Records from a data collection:
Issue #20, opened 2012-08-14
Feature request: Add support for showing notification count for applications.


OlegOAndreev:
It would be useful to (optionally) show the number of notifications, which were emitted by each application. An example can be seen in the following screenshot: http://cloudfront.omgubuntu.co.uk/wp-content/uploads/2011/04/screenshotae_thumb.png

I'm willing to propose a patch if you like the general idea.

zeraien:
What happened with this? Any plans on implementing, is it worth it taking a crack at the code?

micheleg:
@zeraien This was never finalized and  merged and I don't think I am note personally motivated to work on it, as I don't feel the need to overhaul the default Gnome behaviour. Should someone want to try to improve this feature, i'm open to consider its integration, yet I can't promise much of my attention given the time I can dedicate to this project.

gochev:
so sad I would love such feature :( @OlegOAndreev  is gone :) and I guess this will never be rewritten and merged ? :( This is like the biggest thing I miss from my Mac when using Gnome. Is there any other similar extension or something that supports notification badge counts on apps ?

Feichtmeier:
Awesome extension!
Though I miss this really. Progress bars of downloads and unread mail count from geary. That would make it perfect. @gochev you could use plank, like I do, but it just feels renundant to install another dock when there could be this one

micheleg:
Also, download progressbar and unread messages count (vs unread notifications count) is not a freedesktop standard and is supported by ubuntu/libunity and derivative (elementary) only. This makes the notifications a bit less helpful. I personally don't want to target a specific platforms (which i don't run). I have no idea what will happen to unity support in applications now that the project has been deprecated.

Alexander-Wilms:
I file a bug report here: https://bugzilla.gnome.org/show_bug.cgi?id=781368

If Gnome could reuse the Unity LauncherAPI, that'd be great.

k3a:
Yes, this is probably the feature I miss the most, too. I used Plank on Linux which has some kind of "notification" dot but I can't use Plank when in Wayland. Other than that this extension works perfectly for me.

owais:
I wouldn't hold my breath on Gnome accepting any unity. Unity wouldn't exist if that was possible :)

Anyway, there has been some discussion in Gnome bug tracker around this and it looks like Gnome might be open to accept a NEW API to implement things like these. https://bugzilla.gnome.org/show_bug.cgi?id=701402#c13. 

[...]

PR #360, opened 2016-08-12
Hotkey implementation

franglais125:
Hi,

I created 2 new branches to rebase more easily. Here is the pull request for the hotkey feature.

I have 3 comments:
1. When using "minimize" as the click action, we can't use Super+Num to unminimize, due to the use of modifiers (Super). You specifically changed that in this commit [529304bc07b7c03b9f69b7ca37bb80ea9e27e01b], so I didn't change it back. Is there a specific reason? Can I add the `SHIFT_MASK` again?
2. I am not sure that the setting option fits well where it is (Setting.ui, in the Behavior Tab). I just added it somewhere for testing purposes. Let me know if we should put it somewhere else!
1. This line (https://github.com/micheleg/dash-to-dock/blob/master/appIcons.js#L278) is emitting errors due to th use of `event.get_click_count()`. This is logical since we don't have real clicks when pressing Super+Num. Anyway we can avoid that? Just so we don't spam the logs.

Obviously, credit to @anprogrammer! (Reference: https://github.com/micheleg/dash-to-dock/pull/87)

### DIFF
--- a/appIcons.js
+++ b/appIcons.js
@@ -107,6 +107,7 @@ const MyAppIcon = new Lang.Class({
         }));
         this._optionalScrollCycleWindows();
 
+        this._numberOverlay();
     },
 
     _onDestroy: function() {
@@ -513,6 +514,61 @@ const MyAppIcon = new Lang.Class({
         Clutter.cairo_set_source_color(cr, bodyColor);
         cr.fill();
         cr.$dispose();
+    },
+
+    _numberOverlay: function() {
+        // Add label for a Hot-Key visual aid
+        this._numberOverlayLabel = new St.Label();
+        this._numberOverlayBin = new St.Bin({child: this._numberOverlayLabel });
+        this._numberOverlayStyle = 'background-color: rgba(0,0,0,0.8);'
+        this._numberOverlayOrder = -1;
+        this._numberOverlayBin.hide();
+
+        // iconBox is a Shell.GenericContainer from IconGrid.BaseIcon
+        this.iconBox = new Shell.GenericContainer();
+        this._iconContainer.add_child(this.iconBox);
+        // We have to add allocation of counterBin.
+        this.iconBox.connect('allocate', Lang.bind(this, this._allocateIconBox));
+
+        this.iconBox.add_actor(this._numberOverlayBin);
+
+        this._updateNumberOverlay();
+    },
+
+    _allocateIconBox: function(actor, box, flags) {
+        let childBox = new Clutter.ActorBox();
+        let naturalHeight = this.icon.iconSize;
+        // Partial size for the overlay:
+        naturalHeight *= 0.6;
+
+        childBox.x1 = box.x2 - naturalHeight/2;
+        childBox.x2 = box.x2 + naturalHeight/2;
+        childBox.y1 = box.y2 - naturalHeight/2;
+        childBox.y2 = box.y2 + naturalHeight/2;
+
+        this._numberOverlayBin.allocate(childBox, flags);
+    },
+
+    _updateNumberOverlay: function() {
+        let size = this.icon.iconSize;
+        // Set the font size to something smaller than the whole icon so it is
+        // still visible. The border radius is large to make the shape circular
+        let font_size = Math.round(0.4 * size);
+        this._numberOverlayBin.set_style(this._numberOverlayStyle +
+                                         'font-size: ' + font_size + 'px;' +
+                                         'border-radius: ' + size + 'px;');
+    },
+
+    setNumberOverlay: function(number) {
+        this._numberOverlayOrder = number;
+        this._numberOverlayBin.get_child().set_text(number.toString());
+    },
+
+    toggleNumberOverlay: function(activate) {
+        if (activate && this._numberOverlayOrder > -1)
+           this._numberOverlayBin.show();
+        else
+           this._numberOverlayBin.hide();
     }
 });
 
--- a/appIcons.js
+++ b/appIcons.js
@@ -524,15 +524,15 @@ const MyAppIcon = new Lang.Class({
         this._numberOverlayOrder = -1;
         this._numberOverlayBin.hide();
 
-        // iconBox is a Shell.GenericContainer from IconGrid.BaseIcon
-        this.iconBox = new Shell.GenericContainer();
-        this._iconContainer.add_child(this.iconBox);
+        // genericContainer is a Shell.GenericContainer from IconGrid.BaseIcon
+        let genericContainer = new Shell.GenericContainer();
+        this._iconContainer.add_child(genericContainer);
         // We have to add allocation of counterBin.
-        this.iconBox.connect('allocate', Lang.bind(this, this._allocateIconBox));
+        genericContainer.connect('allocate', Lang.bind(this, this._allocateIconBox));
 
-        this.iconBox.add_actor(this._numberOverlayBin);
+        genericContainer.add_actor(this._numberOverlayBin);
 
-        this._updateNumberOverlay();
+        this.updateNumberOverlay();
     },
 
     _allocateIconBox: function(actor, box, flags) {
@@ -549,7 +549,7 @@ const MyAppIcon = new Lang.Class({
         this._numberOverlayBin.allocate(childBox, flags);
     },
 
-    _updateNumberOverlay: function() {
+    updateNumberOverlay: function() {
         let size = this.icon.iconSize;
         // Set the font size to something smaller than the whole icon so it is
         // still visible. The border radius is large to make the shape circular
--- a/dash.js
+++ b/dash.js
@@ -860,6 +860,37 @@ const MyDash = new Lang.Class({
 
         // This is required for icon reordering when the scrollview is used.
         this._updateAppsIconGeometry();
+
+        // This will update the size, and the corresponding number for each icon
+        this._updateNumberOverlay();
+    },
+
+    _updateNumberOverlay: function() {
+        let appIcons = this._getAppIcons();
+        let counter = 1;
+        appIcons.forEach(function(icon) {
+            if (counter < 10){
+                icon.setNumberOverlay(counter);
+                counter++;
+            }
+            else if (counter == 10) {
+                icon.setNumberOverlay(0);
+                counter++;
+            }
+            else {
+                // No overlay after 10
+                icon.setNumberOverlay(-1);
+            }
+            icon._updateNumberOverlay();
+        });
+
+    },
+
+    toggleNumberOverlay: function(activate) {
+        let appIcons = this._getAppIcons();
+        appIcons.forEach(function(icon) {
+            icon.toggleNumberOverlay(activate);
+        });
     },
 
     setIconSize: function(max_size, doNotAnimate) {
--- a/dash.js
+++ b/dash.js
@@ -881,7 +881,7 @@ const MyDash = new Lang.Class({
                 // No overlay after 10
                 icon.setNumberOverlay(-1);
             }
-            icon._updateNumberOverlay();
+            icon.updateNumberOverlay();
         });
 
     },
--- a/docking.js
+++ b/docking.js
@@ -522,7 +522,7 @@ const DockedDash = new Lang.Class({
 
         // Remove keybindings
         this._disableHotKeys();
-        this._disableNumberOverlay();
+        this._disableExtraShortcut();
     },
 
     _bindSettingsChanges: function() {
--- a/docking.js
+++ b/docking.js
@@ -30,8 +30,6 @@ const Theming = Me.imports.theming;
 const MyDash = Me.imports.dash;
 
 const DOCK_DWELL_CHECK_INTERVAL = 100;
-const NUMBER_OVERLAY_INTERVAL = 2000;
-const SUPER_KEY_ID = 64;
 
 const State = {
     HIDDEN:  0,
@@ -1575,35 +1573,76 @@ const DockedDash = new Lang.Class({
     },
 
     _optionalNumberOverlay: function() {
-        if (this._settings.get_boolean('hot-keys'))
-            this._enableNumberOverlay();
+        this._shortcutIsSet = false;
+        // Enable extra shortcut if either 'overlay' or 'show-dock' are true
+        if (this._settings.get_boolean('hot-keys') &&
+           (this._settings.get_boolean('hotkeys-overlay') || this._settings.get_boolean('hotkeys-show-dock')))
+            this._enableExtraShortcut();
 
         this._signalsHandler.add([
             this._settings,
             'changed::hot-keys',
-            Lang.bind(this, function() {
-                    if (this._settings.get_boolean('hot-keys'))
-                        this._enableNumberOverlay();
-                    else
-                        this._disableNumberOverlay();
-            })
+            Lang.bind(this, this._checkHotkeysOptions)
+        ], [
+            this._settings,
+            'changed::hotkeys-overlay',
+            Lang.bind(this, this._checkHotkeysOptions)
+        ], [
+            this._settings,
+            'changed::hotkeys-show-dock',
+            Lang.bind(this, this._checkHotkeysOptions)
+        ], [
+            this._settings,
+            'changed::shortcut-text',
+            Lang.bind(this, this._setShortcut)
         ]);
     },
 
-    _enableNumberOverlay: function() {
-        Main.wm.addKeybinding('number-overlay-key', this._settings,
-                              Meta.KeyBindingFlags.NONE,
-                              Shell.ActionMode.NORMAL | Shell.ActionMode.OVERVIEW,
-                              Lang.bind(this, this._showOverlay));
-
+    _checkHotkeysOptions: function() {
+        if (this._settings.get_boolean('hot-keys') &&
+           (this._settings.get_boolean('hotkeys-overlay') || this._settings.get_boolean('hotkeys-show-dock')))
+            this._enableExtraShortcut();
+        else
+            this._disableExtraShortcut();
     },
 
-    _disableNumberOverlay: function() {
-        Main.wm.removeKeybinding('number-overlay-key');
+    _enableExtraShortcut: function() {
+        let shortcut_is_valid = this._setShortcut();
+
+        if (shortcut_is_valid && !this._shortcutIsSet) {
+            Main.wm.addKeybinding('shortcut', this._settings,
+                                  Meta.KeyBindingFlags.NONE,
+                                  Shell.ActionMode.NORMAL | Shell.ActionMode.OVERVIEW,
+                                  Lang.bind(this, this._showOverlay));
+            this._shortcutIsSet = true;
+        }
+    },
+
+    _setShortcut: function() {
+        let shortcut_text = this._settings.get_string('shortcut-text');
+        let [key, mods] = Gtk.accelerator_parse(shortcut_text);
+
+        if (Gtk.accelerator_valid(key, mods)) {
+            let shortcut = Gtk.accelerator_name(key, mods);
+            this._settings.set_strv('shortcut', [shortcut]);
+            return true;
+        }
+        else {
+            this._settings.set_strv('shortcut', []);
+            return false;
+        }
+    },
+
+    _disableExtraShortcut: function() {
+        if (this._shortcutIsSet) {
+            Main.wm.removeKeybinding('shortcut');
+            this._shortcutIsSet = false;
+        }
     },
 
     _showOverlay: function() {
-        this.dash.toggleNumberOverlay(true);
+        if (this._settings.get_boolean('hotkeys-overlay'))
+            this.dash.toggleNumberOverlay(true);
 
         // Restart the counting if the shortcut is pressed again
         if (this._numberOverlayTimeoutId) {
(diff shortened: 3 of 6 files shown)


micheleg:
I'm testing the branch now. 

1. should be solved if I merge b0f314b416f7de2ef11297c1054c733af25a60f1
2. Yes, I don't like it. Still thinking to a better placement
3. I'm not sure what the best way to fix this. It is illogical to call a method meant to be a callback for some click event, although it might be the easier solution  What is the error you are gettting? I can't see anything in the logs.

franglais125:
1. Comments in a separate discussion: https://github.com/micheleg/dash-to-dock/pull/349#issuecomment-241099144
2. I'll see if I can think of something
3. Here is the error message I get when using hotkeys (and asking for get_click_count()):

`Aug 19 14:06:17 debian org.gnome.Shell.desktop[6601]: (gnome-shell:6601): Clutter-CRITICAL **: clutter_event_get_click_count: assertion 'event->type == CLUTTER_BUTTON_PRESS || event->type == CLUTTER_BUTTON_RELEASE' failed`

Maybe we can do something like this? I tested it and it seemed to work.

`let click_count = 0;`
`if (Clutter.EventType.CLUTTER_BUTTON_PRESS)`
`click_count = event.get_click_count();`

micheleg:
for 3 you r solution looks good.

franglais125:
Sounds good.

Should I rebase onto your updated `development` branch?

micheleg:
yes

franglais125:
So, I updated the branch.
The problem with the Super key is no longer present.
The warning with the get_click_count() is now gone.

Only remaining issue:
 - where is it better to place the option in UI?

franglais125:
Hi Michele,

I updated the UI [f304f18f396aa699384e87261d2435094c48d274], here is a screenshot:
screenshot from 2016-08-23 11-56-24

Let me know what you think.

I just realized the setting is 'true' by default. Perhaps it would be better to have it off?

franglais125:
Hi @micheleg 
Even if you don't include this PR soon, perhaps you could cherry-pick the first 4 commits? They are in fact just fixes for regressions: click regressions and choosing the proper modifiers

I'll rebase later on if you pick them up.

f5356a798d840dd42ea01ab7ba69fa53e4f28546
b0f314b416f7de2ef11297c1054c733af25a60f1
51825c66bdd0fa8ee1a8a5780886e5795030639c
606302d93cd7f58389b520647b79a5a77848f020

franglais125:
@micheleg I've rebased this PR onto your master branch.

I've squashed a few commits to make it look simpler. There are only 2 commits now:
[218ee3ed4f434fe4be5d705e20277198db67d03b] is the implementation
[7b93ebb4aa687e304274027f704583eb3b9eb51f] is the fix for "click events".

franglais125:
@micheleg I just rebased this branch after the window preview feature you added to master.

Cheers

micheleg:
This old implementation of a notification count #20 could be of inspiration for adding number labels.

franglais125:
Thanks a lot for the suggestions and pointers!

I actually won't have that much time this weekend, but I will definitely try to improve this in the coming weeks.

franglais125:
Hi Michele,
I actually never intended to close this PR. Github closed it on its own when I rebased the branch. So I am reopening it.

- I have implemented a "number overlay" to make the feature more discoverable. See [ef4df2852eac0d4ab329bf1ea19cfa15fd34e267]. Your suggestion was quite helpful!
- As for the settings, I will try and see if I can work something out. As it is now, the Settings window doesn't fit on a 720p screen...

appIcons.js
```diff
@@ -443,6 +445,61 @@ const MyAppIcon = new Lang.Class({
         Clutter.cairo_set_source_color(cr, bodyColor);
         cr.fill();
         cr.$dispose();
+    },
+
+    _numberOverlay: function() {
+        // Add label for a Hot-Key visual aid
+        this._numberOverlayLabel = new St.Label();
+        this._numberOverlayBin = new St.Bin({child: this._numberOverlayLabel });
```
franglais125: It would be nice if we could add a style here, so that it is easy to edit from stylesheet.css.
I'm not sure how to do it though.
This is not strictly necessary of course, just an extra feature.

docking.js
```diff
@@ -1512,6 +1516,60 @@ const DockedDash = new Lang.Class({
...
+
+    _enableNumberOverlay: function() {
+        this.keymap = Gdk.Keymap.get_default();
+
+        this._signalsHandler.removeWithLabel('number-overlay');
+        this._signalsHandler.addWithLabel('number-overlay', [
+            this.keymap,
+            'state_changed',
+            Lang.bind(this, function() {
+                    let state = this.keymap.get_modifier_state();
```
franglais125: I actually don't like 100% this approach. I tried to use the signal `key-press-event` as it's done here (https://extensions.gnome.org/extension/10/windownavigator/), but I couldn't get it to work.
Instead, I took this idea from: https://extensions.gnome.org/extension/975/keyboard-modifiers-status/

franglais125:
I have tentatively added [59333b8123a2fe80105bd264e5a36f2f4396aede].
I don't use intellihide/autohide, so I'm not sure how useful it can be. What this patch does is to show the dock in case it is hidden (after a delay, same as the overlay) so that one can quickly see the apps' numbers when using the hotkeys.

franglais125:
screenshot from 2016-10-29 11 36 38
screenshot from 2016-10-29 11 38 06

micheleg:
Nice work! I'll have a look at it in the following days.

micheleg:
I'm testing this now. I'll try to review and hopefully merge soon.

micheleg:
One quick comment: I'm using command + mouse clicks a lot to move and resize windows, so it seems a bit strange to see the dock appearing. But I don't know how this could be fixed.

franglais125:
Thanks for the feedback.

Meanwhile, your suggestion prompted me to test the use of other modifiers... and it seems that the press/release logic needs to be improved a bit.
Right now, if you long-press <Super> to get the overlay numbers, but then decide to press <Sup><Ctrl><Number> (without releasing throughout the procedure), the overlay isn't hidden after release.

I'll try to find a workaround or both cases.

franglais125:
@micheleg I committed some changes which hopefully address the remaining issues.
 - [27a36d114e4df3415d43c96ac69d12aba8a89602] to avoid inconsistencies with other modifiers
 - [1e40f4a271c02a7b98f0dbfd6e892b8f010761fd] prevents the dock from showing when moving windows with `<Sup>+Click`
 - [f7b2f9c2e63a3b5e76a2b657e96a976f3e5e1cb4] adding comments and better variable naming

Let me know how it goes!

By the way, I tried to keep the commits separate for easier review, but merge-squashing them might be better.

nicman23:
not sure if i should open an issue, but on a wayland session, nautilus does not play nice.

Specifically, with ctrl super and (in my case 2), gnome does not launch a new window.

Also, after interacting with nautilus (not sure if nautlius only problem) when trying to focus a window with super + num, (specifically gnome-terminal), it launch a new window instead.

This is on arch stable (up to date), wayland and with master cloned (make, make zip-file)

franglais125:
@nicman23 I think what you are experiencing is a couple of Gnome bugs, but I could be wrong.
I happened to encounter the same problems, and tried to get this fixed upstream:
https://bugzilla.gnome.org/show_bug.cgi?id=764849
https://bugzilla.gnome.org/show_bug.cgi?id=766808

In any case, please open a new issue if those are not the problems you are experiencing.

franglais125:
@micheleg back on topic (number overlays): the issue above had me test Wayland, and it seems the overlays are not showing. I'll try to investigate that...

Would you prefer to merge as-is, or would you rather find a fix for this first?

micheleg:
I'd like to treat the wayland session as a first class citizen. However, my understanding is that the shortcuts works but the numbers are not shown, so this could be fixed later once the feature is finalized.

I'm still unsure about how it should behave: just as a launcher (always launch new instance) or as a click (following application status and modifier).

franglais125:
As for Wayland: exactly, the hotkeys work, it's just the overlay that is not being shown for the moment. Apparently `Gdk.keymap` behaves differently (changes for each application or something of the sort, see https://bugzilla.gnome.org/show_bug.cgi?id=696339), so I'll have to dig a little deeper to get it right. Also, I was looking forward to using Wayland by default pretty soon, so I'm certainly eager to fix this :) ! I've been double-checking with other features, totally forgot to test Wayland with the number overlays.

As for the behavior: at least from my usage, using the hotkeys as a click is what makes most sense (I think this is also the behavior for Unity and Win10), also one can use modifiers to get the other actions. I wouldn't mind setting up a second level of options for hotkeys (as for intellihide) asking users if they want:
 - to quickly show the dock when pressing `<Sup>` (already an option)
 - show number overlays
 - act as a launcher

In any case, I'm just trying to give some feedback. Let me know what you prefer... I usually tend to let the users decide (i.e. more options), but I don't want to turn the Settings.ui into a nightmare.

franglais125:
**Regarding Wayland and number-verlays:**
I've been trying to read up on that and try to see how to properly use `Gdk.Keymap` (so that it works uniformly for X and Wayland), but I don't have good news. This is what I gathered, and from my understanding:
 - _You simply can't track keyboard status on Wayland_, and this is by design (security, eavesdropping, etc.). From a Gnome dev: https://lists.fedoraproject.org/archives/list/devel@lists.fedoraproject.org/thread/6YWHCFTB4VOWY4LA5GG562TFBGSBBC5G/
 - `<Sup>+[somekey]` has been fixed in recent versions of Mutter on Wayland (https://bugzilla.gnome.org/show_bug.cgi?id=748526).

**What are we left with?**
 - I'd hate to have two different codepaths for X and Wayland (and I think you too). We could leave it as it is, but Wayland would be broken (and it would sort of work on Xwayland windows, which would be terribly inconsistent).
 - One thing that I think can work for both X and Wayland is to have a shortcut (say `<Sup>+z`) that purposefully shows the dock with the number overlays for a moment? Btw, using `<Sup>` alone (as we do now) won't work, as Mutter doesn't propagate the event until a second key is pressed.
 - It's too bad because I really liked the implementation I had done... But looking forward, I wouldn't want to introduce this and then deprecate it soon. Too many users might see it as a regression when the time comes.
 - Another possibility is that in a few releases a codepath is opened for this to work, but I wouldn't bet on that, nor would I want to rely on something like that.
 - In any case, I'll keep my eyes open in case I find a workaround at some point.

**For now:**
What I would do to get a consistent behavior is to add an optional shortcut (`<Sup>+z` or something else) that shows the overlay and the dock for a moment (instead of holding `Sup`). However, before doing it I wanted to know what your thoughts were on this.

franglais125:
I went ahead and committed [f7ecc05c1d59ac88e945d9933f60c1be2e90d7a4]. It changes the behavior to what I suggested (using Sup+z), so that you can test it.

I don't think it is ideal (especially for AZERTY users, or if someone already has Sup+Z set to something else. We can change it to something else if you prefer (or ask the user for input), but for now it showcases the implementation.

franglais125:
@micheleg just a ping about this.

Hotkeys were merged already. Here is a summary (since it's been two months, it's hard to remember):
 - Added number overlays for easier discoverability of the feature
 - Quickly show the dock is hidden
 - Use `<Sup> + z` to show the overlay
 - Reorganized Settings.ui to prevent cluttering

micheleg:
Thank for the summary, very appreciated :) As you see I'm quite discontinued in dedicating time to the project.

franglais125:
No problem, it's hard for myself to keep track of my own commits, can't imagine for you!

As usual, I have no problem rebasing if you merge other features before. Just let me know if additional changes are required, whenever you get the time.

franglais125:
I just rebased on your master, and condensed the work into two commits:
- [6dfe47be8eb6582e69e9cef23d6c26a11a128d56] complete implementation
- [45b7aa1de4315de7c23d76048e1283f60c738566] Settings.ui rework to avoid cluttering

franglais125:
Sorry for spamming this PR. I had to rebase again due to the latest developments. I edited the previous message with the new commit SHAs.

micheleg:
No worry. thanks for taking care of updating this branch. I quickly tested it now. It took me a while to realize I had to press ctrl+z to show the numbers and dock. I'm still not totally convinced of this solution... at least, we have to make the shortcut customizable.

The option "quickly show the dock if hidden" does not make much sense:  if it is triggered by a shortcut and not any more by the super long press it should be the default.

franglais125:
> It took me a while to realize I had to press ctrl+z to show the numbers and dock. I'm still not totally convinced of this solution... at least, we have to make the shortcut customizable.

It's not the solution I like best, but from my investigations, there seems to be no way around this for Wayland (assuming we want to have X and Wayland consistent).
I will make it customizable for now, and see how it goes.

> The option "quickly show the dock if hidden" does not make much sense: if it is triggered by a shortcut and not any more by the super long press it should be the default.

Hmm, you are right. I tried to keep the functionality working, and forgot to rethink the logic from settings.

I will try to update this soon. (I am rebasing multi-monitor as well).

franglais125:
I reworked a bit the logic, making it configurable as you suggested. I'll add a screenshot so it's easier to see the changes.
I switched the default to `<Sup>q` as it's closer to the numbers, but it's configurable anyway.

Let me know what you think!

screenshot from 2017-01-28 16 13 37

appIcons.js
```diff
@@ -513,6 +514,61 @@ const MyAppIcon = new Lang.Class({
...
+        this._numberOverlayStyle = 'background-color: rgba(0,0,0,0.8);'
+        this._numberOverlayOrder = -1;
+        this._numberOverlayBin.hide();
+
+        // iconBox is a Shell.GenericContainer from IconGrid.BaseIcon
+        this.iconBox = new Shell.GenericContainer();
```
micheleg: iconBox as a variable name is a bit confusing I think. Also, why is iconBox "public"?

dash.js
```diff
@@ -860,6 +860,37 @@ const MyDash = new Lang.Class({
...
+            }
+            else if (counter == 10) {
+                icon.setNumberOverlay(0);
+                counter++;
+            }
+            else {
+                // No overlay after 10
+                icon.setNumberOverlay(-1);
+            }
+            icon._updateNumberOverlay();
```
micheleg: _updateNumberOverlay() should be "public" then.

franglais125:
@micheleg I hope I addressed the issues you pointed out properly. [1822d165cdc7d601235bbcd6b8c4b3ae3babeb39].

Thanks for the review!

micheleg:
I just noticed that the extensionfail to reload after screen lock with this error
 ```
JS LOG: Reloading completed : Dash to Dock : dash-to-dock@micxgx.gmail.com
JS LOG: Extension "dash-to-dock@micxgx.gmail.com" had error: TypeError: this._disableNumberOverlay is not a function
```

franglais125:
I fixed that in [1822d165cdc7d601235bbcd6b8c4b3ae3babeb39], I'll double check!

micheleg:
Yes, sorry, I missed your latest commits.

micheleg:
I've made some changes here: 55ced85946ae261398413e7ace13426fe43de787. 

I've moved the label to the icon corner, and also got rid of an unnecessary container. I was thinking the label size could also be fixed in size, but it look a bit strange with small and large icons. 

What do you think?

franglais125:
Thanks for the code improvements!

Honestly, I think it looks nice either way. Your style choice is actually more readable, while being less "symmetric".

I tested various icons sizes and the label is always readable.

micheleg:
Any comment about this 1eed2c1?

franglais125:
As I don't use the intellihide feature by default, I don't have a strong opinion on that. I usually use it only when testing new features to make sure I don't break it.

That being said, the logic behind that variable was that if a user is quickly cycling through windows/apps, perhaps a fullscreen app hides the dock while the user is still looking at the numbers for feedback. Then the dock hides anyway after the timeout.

[Work item]: List, from the entries above, every line in which the word "already" shows up.

[Response]:
 - to quickly show the dock when pressing `<Sup>` (already an option)
I don't think it is ideal (especially for AZERTY users, or if someone already has Sup+Z set to something else. We can change it to something else if you prefer (or ask the user for input), but for now it showcases the implementation.
Hotkeys were merged already. Here is a summary (since it's been two months, it's hard to remember):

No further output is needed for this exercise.